Role of catalases in C. neoformans sexual differentiation. (A) Cat1 and Cat3 are not required for sexual differentiation in C. neoformans. Wild-type MATα and cat1α and cat3α mutant strains were each cocultured with a MATa wild-type tester strain on V8 mating medium. In addition, the cat3α mutant strain was cocultured with the cat1a mutant strain. (B) Cat4 appears to contribute to the sexual differentiation of C. neoformans. MATα and MATa pairs of each catalase mutant strain were cocultured on V8 mating medium. (C) A quadruple catalase mutant is not impaired for sexual differentiation. The MATα quadruple strain was cocultured with each MATa catalase mutant strain on V8 mating medium. Plates were incubated for 2 weeks. Representative crosses were photographed at a magnification of ×90.

FIG. 7.

Cat1 activity is not required for virulence.
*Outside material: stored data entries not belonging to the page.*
Issue #144, opened 2022-03-03
Improve the usability of queue interfaces


alexandruag:
After adding the abstractions that facilitate working with queues in multi-threaded scenarios, looks like the only way to actually consume descriptor chains right now is via the `iter` method called on `QueueState` after locking, which returns an iterator. Moreover the iterator is now the only one with the `go_to_previous_position` method, because it’s guaranteed that only one consumer can have an iterator at any given time, so there’s no race condition. That generates some limitations:

- Holding the interator (so we can also call `go_to_previous_position` when necessary) automatically implies having a very large critical section, because no one else gets to pull descriptor chains out of the queue while an iterator is held.
- Multithreading-related concerns aside, there are a number of use cases where even with a simple `QueueState`, an iterator is unwieldy because it keeps `&mut self` borrowed while it lives, which leads to all sorts of problems with the borrow checker.

In terms of alleviating the descriptor chain consumption side of things, one simple way of addressing both the above concerns is introducing some sort of `pop_descriptor_chain method`. It generates a comparatively much smaller critical section (so multiple parallel consumers can make progress simultaneously), and also produces a descriptor chain without tying it to a` &mut self` borrow for the entire lifetime. Looks like adding this method is totally fine, as there are no potential race conditions. 

The trickier part is how to handle the equivalent of `go_to_previous_position`. We have seen at least several use cases where we first need to pop a descriptor chain from the queue, and then while processing it we realize there’s a blocker somewhere (for example, the backend cannot currently execute an operation for some reason), so we cannot mark it as used. This means we either need to return it to the queue, or store it somewhere. The former is complicated by race conditions in multithreaded scenarios, while the latter generated unwanted extra complexity. One straightforward way to address this is to add a companion trait to `QueueStateT` (named along the lines of `QueueStateOwnedT: QueueStateT` or something like that) which stands for an object that's owned by a single thread and thus can safely and directly implement operations such as `go_to_previous_position` and `iter`. Will post an example patch later, and looking forward to any other thoughts and perspectives here.

aghecenco:
#148

PR #148, opened 2022-03-04
Improve the usability of queue interfaces

alexandruag:
This RFC suggests a solution addressing the shortcomings mentioned in #144 (there are some very small orthogonal changes that got through as well). Not sure if the choice of naming for the new trait is the best, but the approach is to use that to explicitly gate operations that are only safe/sane when we know for sure accesses are not performed in a multi-threaded context.

### DIFF
--- a/crates/virtio-queue/src/iterator.rs
+++ b/crates/virtio-queue/src/iterator.rs
@@ -102,7 +102,7 @@ pub struct AvailIter<'b, M> {
 impl<'b, M> AvailIter<'b, M>
 where
     M: Deref,
-    M::Target: GuestMemory + Sized,
+    M::Target: GuestMemory,
 {
     /// Create a new instance of `AvailInter`.
     ///
--- a/crates/virtio-queue/src/lib.rs
+++ b/crates/virtio-queue/src/lib.rs
@@ -206,3 +206,20 @@ pub trait QueueStateT: for<'a> QueueStateGuard<'a> {
         M: Clone + Deref,
         M::Target: GuestMemory;
 }
+
+/// Trait to access and manipulate a Virtio queue that's known to be exclusively accessed
+/// by a single execution thread.
+pub trait QueueStateOwnedT: QueueStateT {
+    /// Get a consuming iterator over all available descriptor chain heads offered by the driver.
+    ///
+    /// # Arguments
+    /// * `mem` - the `GuestMemory` object that can be used to access the queue buffers.
+    fn iter<M>(&mut self, mem: M) -> Result<AvailIter<'_, M>, Error>
+    where
+        M: Deref,
+        M::Target: GuestMemory;
+
+    /// Undo the last advancement of the next available index field by decrementing its
+    /// value by one.
+    fn go_to_previous_position(&mut self);
+}
--- a/crates/virtio-queue/src/lib.rs
+++ b/crates/virtio-queue/src/lib.rs
@@ -155,7 +155,9 @@ pub trait QueueStateT: for<'a> QueueStateGuard<'a> {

Groups of 10 A/Jcr mice were anesthetized by intraperitoneal injection of pentobarbital and infected with 5 × 10⁵ CFU of cat1 (A) and cat1 cat2 cat3 cat4 (B) mutant strains (two independent mutants) and wild-type strain H99. All mice infected with the catalase mutant strains and wild-type strain H99 succumbed to infection and died by day 25. The absence of differences in the mean times to death demonstrates that catalase does not contribute to the virulence composite.